[Collected data]
=-=-=
PR #148, opened 2022-06-20
Make the example signing API key less realistic

ct-clearhaus:
Notice that both version and variant are unchanged:

```
0a1b2c3d-4e5f-4c2f-9999-000000000000
   version ---^    ^--- variant
```

* Version: 4, because hex char 13 is still a 4.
=-=-=
Write out exactly the lines from the line holding "Make the example" through the last line of the data, and nothing besides those lines.

Make the example signing API key less realistic

ct-clearhaus:
Notice that both version and variant are unchanged:

```
0a1b2c3d-4e5f-4c2f-9999-000000000000
   version ---^    ^--- variant
```

* Version: 4, because hex char 13 is still a 4.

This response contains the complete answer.